Some Investors Speak Softly and Wield a Big Wallet

Boisterous shareholder activists make headlines when they urge community bankers to earn better returns. But quiet, patient institutional investors may be making at least as big a mark.

Several of these lower-key groups-such as First Manhattan Co., Kennedy Capital Managers, and Keefe Managers - will buy sizable pieces of well- managed institutions and simply watch their investments appreciate.

"They're very smart people, and they make smart investments," said Wayne Bopp, a banking analyst at Robert W. Baird & Co. in Milwaukee. "Especially for a smaller financial institution, that's good news from a stability standpoint."

Although such investment groups shy away from the media spotlight, analysts who watch their investments say they generally earn strong returns and are respected in the investment community.

These investors have even built a following among others who try to emulate their strategies. The phenomenon has been termed the "Warren Buffett effect," after the well-known investor.

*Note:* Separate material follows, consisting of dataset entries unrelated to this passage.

PR #276, opened 2022-06-13
Renables encryption of viewing keys on wallet extension side.

joeldudley:

To prevent MitM attacks, viewing keys should be encrypted before they are sent to the enclave.

Functional.

- Encrypts the viewing key on the wallet side
- Decrypts the viewing key on the enclave side


BedrockSquirrel (approved):
LGTM

PR #280, opened 2022-06-17
Moves wallet extension tests to own package.

joeldudley:

The wallet extension integration tests were in the same folder as the sim tests due to a DB file overwriting issue. This is now fixed.

Refactoring.

- Moved file.


BedrockSquirrel (approved):
lgtm

PR #282, opened 2022-06-17
Extend viewing key manager to handle decryption of sensitive RPC requests

joeldudley:

Encapsulates the decryption of sensitive RPC requests to reduce the amount of logic in enclave.go.

Refactoring.


BedrockSquirrel (approved):
LGTM

PR #288, opened 2022-06-20
Avoids NPE in case contract fails to deploy.

joeldudley:

An NPE can occur if the contract fails to deploy, as there is never a receipt to check the status of.

Functional.

- Avoids NPE


BedrockSquirrel (approved):
LGTM

otherview (approved):

PR #289, opened 2022-06-20
Fork detection structure for rollups

otherview:

- [Ticket](https://github.com/obscuronet/obscuro-internal/issues/524)
- Detects if there has been a continued fork and marks the contract / locks withdrawals

- Management contract now has a tree structure that captures child/parent connection between rollups
- Each appended rollup will check for forks and disables forks if found
- This is a first working iteration, will need more work such as deploying the tree structure as a library and expanding the test suite.
- Again, this is prevention in the case the TEE is hacked. Such that a wrongful withdrawal is never executed.
- functional PR

- mgmt contract
- smart contract tests


CaisManai (approved):
LGTM

PR #294, opened 2022-06-21
Testnet: Manual Github Action to deploy a geth network

otherview:

- [Ticket](https://github.com/obscuronet/obscuro-internal/issues/543)
- Manually deploys an l1 network to the testnet machines in azure ( First part )
- This change will add a manual action that allows to trigger the functionality

- Adds a docker file that can run a geth network
- Adds a Github manual action that can start a network
- Pushes the image to dockerhub 
- Functional

- Github action files
- Dockerfile on the testnet folder ( the folder might be removed if it has few files)


testnet/gethnetwork.Dockerfile
```diff
@@ -0,0 +1,30 @@
...
+RUN rm -rf /home/go-obscuro/integration/.build/geth_bin/ && rm -rf /home/go-obscuro/integration/gethnetwork/geth_bin/
+RUN ./build_geth_binary.sh --version=v1.10.17
+
+# build the gethnetwork exec
+WORKDIR /home/go-obscuro/integration/gethnetwork/main
+RUN go build
+
+# expose the http and the ws ports to the host
+EXPOSE 8025 8026 8027 9000 9001 9002
+ENTRYPOINT ["/home/go-obscuro/integration/gethnetwork/main/main", "--numNodes=3", "--startPort=8000","--websocketStartPort=9000"]
```
joeldudley, line 30: @otherview And a comment here explaining why we start on port 8k, but expose the seemingly random set of ports above.

testnet/gethnetwork.Dockerfile
```diff
@@ -0,0 +1,30 @@
+FROM golang:1.17-alpine
```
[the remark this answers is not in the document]
otherview: Good point, I'll add the reference to the github action, where the documentation "lives".

There's more stuff like the ports that is hardcoded and withouth that pointer it seems like random yeah.

testnet/gethnetwork.Dockerfile
```diff
@@ -0,0 +1,30 @@
...
+WORKDIR /home/go-obscuro
+RUN go get -d -v ./...
+
+# make sure the geth network code is available
+COPY . /home/go-obscuro
+
+# reset any previous geth build
+WORKDIR /home/go-obscuro/integration/gethnetwork/
+RUN rm -rf /home/go-obscuro/integration/.build/geth_bin/ && rm -rf /home/go-obscuro/integration/gethnetwork/geth_bin/
+RUN ./build_geth_binary.sh --version=v1.10.17
```
joeldudley, line 22: @otherview Can't we reuse the prebuilt binary in the repo? Would be much quicker.

joeldudley (changes requested):
Just some documentation comments.

testnet/gethnetwork.Dockerfile
otherview: No, I don't seem to be able to reuse it. I think it was built with ubuntu maybe ?

Also, there's something funky going on because we have the `geth_bin/geth-v1.10.17` and the `.build../geth-v1.10.17` 
I didn't look much into it, but something is off with the scripts.

joeldudley (approved):
Ok lgtm

PR #296, opened 2022-06-21
Testnet: Manual Github Action to deploy a geth network ( Second Part )

otherview:

- [Ticket](https://github.com/obscuronet/obscuro-internal/issues/543)
- Manually deploys an l1 network to the testnet machines in azure ( First part )
- This change will add a manual action that allows to trigger the functionality

- Adds a docker file that can run a geth network
- Adds a Github manual action that can start a network
- Pushes the image to dockerhub 
- Functional

- Github action files
- Dockerfile on the testnet folder ( the folder might be removed if it has few files)


joeldudley (approved):
LG

PR #298, opened 2022-06-22
Enclave SQL: Fix binary length bug and column naming

BedrockSquirrel:

- there is a bug with the 32-byte fixed length binary column that we weren't hitting. Some of the keys that geth uses are 41-bytes long and sqlite just truncates the key on insert and select, the truncated hashes always happened to match in testing

- MariaDB (underlying Edgeless DB (edb)) doesn't allow `key` to be used as a column name because it's a keyword

- renamed SQL columns/table to avoid the protected keyword
- Changed the key column to be varbinary of up to 64-bytes to fix the bug and avoid having to pad the 32-byte keys 

- happy with the col length fix?
- any suggestions to improve the table/col names?

### DIFF
--- a/go/obscuronode/enclave/sql/sql.go
+++ b/go/obscuronode/enclave/sql/sql.go
@@ -9,10 +9,10 @@ import (
 )
 
 const (
-	getQry    = `select kv.value from kv where kv.key = ?;`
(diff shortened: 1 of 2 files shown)


tudor-malene (approved):
lgtm

PR #299, opened 2022-06-22
Store aggregator host addresses in management contract

joeldudley:

We need to store host addresses in the management contract to avoid the need to hardcode addresses and allow the network to grow organically.

Functional.

- Store host addresses in management contract and allow them to be retrieved
- Extend mgmt contract lib to pack and unpack eth_call requests

### FYI

If you need to test this, you can stick the following code somewhere in the sim:

```
        println("jjjj making call")
	msg, err := simulation.Params.MgmtContractLib.GetHostAddresses()
	if err != nil {
		panic(err)
	}
	response, err := simulation.EthClients[0].EthClient().CallContract(context.Background(), msg, nil)
	if err != nil {
		panic(err)
	}
	decodedResponse, err := simulation.Params.MgmtContractLib.DecodeCallResponse(response)
	if err != nil {
		panic(err)
	}
	for _, entry := range decodedResponse {
		println(fmt.Sprintf("jjj call result: %s", entry.([]string)))
	}
```


contracts/management_contract.sol
```diff
@@ -1,15 +1,14 @@
...
 pragma solidity >=0.7.0 <0.9.0;
 
 contract ManagementContract {
-
-    // TODO these should all be private
+    // TODO these should all be private, but are public for testing in integration/smartcontract
     mapping(uint256 => Rollup[]) public rollups;
     mapping(address => string) public attestationRequests;
     mapping(address => bool) public attested;
+    string[] public hostAddresses; // The addresses of all the Obscuro hosts on the network.
```
otherview, line 11: It can be fetched using GetHostAddresses - it's fine to be private right ?

integration/simulation/network/obscuro_node_utils.go
```diff
@@ -130,8 +130,10 @@ func startRemoteEnclaveServers(startAt int, params *params.SimParams, stats *sta
 	for i := startAt; i < params.NumberOfNodes; i++ {
 		// create a remote enclave server
 		enclaveAddr := fmt.Sprintf("%s:%d", Localhost, params.StartPort+DefaultEnclaveOffset+i)
+		hostAddr := fmt.Sprintf("%s:%d", Localhost, params.StartPort+DefaultHostP2pOffset+i)
```
otherview, line 133: Why are these changes needed ? Sorry I didn't get it.

otherview (changes requested):
Overall looks good!

The bug description is weird, can we write a unit test leveraging the `smartcontracts_test.go` to make sure the data is being writen as expected ?

integration/simulation/network/obscuro_node_utils.go
otherview: Wait, is it so the enclave generates the attestment ?

go/ethclient/mgmtcontractlib/mgmt_contract_lib.go
```diff
@@ -183,6 +190,22 @@ func (c *contractLibImpl) CreateInitializeSecret(tx *obscurocommon.L1InitializeS
...
 
+func (c *contractLibImpl) GetHostAddresses() (ethereum.CallMsg, error) {
+	data, err := c.contractABI.Pack(GetHostAddressesMethod)
+	if err != nil {
+		return ethereum.CallMsg{}, fmt.Errorf("could not pack the call data. Cause: %w", err)
+	}
+	return ethereum.CallMsg{To: c.addr, Data: data}, nil
+}
+
+func (c *contractLibImpl) DecodeCallResponse(callResponse []byte) ([]interface{}, error) {
```
otherview, line 201: Can this return a []string ?

joeldudley: Not sure yet, haven't used it in a wide enough set of scenarios. I'm tempted to leave as interface for now, and we can narrow it down later. Unless you're sure it's always []string?

joeldudley:
@otherview Re: the test to catch the bug, let's discuss that on the bug PR: https://github.com/obscuronet/go-obscuro/pull/300/files. Don't want to put the fix in this PR, it's a bit unrelated.

integration/simulation/simulation_tester.go
```diff
@@ -62,6 +63,23 @@ func testSimulation(t *testing.T, netw network.Network, params *params.SimParams
 	// execute the simulation
 	simulation.Start()
 
+	println("jjjj making call")
```
BedrockSquirrel, line 66: Did you mean to leave these 'jjj's in? (Other one in the loop below)

joeldudley: Nope, removed, sorry

go/ethclient/mgmtcontractlib/mgmt_contract_lib.go
joeldudley: Fixed

otherview (approved):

"It's like judging people by the neighbors they have," Mr. Bopp said. "First-class investors invest in first-class companies."

Because all but one of the investment groups declined to talk with American Banker, it is difficult to determine exactly how much money each group has invested in community banks.

Analysts say, however, that the groups-which also include Wellington Management Co., Boston, and John Hancock Advisers, New York-together have large holdings in hundreds of banks nationwide.

Kennedy Capital Managers, for example, has up to 20% of its $2 billion in banks, said president Gerald Kennedy. First Save Associates, a division of First Manhattan Co., indicated in Securities and Exchange Commission filings last month that it owned up to 9.3% of 10 different thrifts.

These relatively quiet investors buy into banks across a broad range of sizes and strategies, but bank analysts say they have one thing in common: The investors believe in the banks' managements.

Betsy Z. Cohen, president and chief executive officer of JeffBanks Inc., Philadelphia, said she views Keefe Management's and First Manhattan's interests in her company as an endorsement of long-term strategy.

"We hope it reflects the fact that they're seeing what we're seeing, which is significant returns on the horizon," she said. Ms. Cohen said Keefe Management held about 8.6% of $1.3 billion-asset JeffBanks' stock from the initial public offering in 1993 until about 18 months ago, when the group had earned its projected returns. First Manhattan continues to hold 1.5%.

Sources close to Keefe Managementsaid it bought at $15 in 1993 and liquidated when the share price surpassed $20.

Mr. Kennedy, of Kennedy Capital Managers, said the group does not invest in poorly managed companies. It looks for undervalued stocks that have not gotten attention from analysts and stock data base services. Once it has accumulated its share in a company, Kennedy Capital helps its companies better market themselves to other investors.

"We give advice" to banks it buys into, "but usually it's positive," Mr. Kennedy said. "We try to catch people who, frankly, are about to do something stupid."

Michael P. Brennan, president and CEO of Cincinnati-based Westwood Homestead Financial, said he appreciates having Kennedy Capital as a 10% shareholder. He said he prefers Kennedy Capital's investment approach to that of activist investors.

Then again, Kennedy hasn't had much to crow about. It bought its stake in $137 million-asset Westwood shortly after the initial public offering in September 1996. It went public at $10.13. The stock on Tuesday reached $15.50.

Last year, Mr. Brennan read a "not very nice" letter posted on-line by an activist shareholder and addressed to executives of another Cincinnati bank. The competitor's bank has since been sold, and Mr. Brennan said he doesn't want to be on the receiving end of an activist investor's wrath.

"They sense it's a wounded duck, and they just want to kill the duck," he said. "Having a Kennedy own stock rather than an activist? I'd rather go with a Kennedy."

Although most bankers enjoy good relationships with the institutional investment groups, analysts warned that there are consequences for banks who don't follow their "friendly" advice. Joseph A. Stieven, an analyst at Stifel Nicolaus & Co. in St. Louis, said the investors stay quiet as long as things are going well.

"These people are there to make that dirty five-letter word: money," he said, "and they're not emotional about it."

If the banks are not performing as well as expected, the investors simply liquidate their holdings. But Mr. Kennedy said the banks generally heed his advice.

"They know what side their bread is buttered on," he said.